This PhD thesis presents the development of a prosody system for European Portuguese (EP) for text-to-speech (TTS) applications. Basically, TTS systems carry out the automatic utterance of a text and consist in a sequence of several modules. Those modules implement the pre-processing of the text input, the phonetic transcription and the supra-segmental processing that consists in the inclusion of prosodic patterns. The prosody is responsible for a communicative intention and guarantees some naturalness in the uttered speech. The prosodic features consist in the imposition of the timing, characterized by the segmental durations and pauses, the intonation, characterized by the fundamental frequency (F0) curve, and by the intensity curve.
The preparatory work that was fundamental for modelling and testing purposes is presented in the beginning. It starts with a preliminary study about the stressed syllable. This study identifies the variation range of F0, duration and intensity features in stressed syllable along contexts. Then the FEUP-IPB EP speech database that was used in following studies is presented. The database is labelled at the levels of the phoneme, word, sentence and F0. The thesis follows on with the presentation of two algorithms to provide the syllabic splitting of the text and of the phoneme sequences. This chapter ends with a proposed set of rules for the automatic phonetic transcription of the most problematic graphemes in EP.
The proposed prosody model consists of several sub-models, namely, the duration model to predict the segmental durations and the model to predict the F0 pattern.
Two proposals, based in artificial neural networks (ANNs), to predict the segmental durations are presented.

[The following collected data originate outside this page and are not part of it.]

PR #128, opened 2025-05-14
feat: better first-run experience in Usage Metrics Dashboard

toph-allen:
The Usage Metrics Dashboard requires a Connect API Key integration to load data. Previously, it popped up a panel with instructions on how to add an integration.

Now, there are two variants of the panel:

- If there is a valid integration (Publisher, Admin) on the server, it grabs one, preferring Publisher integrations, and presents a button that, when clicked, adds the integration and reloads the page.
- If no eligible integration exists, displays a message with instructions on how to add, and a link to the page where Administrators can add integrations.

Play with this:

The first proposal consists of one ANN carefully selected concerning its architecture and type as well as the set of input features with the objective of minimizing the error between predicted and measured durations. The second proposal, entitled alternative model, is based on same considerations of the first proposal but uses one dedicated ANN for each phoneme, in a total of 44 ANNs. The alternative model, with dedicated ANNs, improved the final performance.
A model of insertion and prediction of durations of the pauses is proposed, based on a preliminary study over the FEUP-IPB database.
The proposed model to predict the F0 contour is based on the Fujisaki model and consists of two sub-models. One predicts the Phrase Commands’ (PCs) parameters and the other predicts the Accent Commands’ (ACs) parameters.
The PCs and the ACs were manually estimated in 101 paragraphs of the database under the criterion of the minimization of the error between estimated and measured F0 contours.
The prediction of the PCs is performed in two stages. The first stage is carried out by an algorithm responsible for the insertion of the PCs connected to the text and based on a mathematical model obtained from experimental observations. The second stage of the model predicts the PCs amplitude, Ap, and anticipation, T0a, relatively to the initial position. The anticipation allows the determination of the exact position in the speech signal. The two parameters are predicted with ANNs.
A strong connection between ACs and syllables was found in the database. This strong connection justified the adopted methodology of predicting ACs associated with syllables. Therefore, the ACs model consists of one ANN to predict the existence of AC associated with the syllable and other three ANNs to predict the parameter’s amplitude (Aa) and anticipation of the onset (T1a) and offset (T2a) instants.
The final perceptual test using the category-judgment method and the MOS scale resulted in a classification of 4.6 for the natural speech, 4.4 for the estimated F0, 4.2 for predicted durations, 3.1 for the predicted F0 and 2.9 for the complete proposed model (duration and F0 models). The MOS for the complete model is at the ‘Fair’ level.